- Born: Benjamin Ford September 22, 1966 (age 59) United States
- Spouse: Emily Ford (2009-2024)
- Children: 2, Waylon and Ethan
- Parents: Harrison Ford (father); Mary Marquardt (mother);
- Relatives: Willard Ford (brother) Malcolm Ford (brother) Georgia Ford (sister) Liam Flockhart Ford (brother)
- Culinary career
- Current restaurants Ford's Filling Station; Doorstep Market; ;
- Television shows After Hours with Daniel; Iron Chef America; ;

= Ben Ford (chef) =

American chef and restaurateur

Ben Ford is an American celebrity chef, restaurateur and the oldest son of actor Harrison Ford.

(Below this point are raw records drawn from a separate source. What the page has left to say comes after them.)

PR #243, opened 2018-09-24
[11.0][MIG]report_xlsx_helper

luc-demeyer:


report_xlsx_helper/report/test_partner_report_xlsx.py
```diff
@@ -0,0 +1,94 @@
+# -*- coding: utf-8 -*-
+# Copyright 2009-2018 Noviat.
+# License AGPL-3.0 or later (http://www.gnu.org/licenses/agpl).
+
+from odoo import models
+
+
+class TestPartnerXlsx(models.AbstractModel):
```
grindtildeath, line 12: Is this class only required for the test ? As I understand, this shouldn't be loaded when installing the module ?
Moreover this looks like this is a duplicate from  report_xlsx_helper_demo/report/partner_export_xlsx.py so I'm not sure this should be loaded all the time.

Ben Ford's mother, illustrator Mary Marquardt, was Harrison Ford's first wife.

In the 1980s, Ford attended culinary school and later opened a number of restaurants such as the gastropub Ford's Filling Station and Doorstep Market.

Ford's Filling Station closed its original Culver City location in 2014 after 8 years of business and reopened in Los Angeles inside the J.W. Marriott Hotel in the fall of 2014. It was later reported that the Los Angeles location had closed.

One Ford's Filling Station remains at the Los Angeles International Airport, Terminal 5.

In 2014, he published the cookbook, Taming the Feast.

Ford and his wife Emily Ford were wed in 2009 and were married for 14 years. The two divorced in 2024.